--- Stored data entries ---
PR #6604, opened 2023-12-04
set client.uid tag to caller uid

szuecs:
set client.uid tag to caller uid

- in case statebag entry exists it will set client.uid to uid of the statebag entry 
- if it does not exit in statebag the tag will not be created.

In case we need to rollback this change without rolling back the PR as incident mitigation:
Override the config-item  `skipper_default_filters_append` with value `dropResponseHeader("does-not-exist")`

### DIFF
--- a/cluster/config-defaults.yaml
+++ b/cluster/config-defaults.yaml
@@ -101,6 +101,7 @@ skipper_validate_query: "true"
 skipper_validate_query_log: "false"
 
 skipper_default_filters: 'disableAccessLog(2,3,404,429) -> fifo(2000,20,"1s")'
+skipper_default_filters_append: 'stateBagToTag("auth-user", "client.uid")'
 skipper_disabled_filters: "lua,static,bearerinjector"
 skipper_edit_route_placeholders: ""
 skipper_ingress_inline_routes: ""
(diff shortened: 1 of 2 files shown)


cluster/config-defaults.yaml
```diff
@@ -93,6 +93,7 @@ skipper_validate_query: "true"
 skipper_validate_query_log: "false"
 
 skipper_default_filters: 'disableAccessLog(2,3,404,429) -> fifo(2000,20,"1s")'
+skipper_default_filters_append: 'stateBagToTag("uid", "client.uid")'
```
AlexanderYastrebov: I believe the state bag key is `auth-user` as described in https://github.com/zalando/skipper/blob/master/docs/reference/filters.md#statebagtotag

Also, do we have other meanings for "uid"? I think no, so maybe we should just use it as a tag name: `stateBagToTag("auth-user", "uid") `

szuecs: I used https://github.com/zalando/skipper/blob/master/filters/auth/tokeninfo.go#L369 , which is of course only the parsed in-memory object, not stateBag. 
Thanks for pointing it out. I see in auth/auth.go on authorized() we actually set  "auth-user" stateBag as documented.

szuecs: > Also, do we have other meanings for "uid" - maybe we should just use it as a tag name: `stateBagToTag("auth-user", "uid") `

I don't know what users would think of "uid" tag. To be more specific I used the client.uid, because it's whatever the client sent to us.

AlexanderYastrebov:
:+1:

AlexanderYastrebov:
We may want to wait until https://github.com/zalando/skipper/pull/2775

szuecs:
At this rate it does not really matter, but of course nice 10x optimization.

szuecs:
@AlexanderYastrebov I guess we need to wait for CLM fix

szuecs:
:+1:

AlexanderYastrebov:
:+1:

--- Problem description ---
All the records, as written, must be given again.

--- Reply ---
PR #6604, opened 2023-12-04
set client.uid tag to caller uid

szuecs:
set client.uid tag to caller uid

- in case statebag entry exists it will set client.uid to uid of the statebag entry 
- if it does not exit in statebag the tag will not be created.

In case we need to rollback this change without rolling back the PR as incident mitigation:
Override the config-item  `skipper_default_filters_append` with value `dropResponseHeader("does-not-exist")`

### DIFF
--- a/cluster/config-defaults.yaml
+++ b/cluster/config-defaults.yaml
@@ -101,6 +101,7 @@ skipper_validate_query: "true"
 skipper_validate_query_log: "false"
 
 skipper_default_filters: 'disableAccessLog(2,3,404,429) -> fifo(2000,20,"1s")'
+skipper_default_filters_append: 'stateBagToTag("auth-user", "client.uid")'
 skipper_disabled_filters: "lua,static,bearerinjector"
 skipper_edit_route_placeholders: ""
 skipper_ingress_inline_routes: ""
(diff shortened: 1 of 2 files shown)


cluster/config-defaults.yaml
```diff
@@ -93,6 +93,7 @@ skipper_validate_query: "true"
 skipper_validate_query_log: "false"
 
 skipper_default_filters: 'disableAccessLog(2,3,404,429) -> fifo(2000,20,"1s")'
+skipper_default_filters_append: 'stateBagToTag("uid", "client.uid")'
```
AlexanderYastrebov: I believe the state bag key is `auth-user` as described in https://github.com/zalando/skipper/blob/master/docs/reference/filters.md#statebagtotag

Also, do we have other meanings for "uid"? I think no, so maybe we should just use it as a tag name: `stateBagToTag("auth-user", "uid") `

szuecs: I used https://github.com/zalando/skipper/blob/master/filters/auth/tokeninfo.go#L369 , which is of course only the parsed in-memory object, not stateBag. 
Thanks for pointing it out. I see in auth/auth.go on authorized() we actually set  "auth-user" stateBag as documented.

szuecs: > Also, do we have other meanings for "uid" - maybe we should just use it as a tag name: `stateBagToTag("auth-user", "uid") `

I don't know what users would think of "uid" tag. To be more specific I used the client.uid, because it's whatever the client sent to us.

AlexanderYastrebov:
:+1:

AlexanderYastrebov:
We may want to wait until https://github.com/zalando/skipper/pull/2775

szuecs:
At this rate it does not really matter, but of course nice 10x optimization.

szuecs:
@AlexanderYastrebov I guess we need to wait for CLM fix

szuecs:
:+1:

AlexanderYastrebov:
:+1:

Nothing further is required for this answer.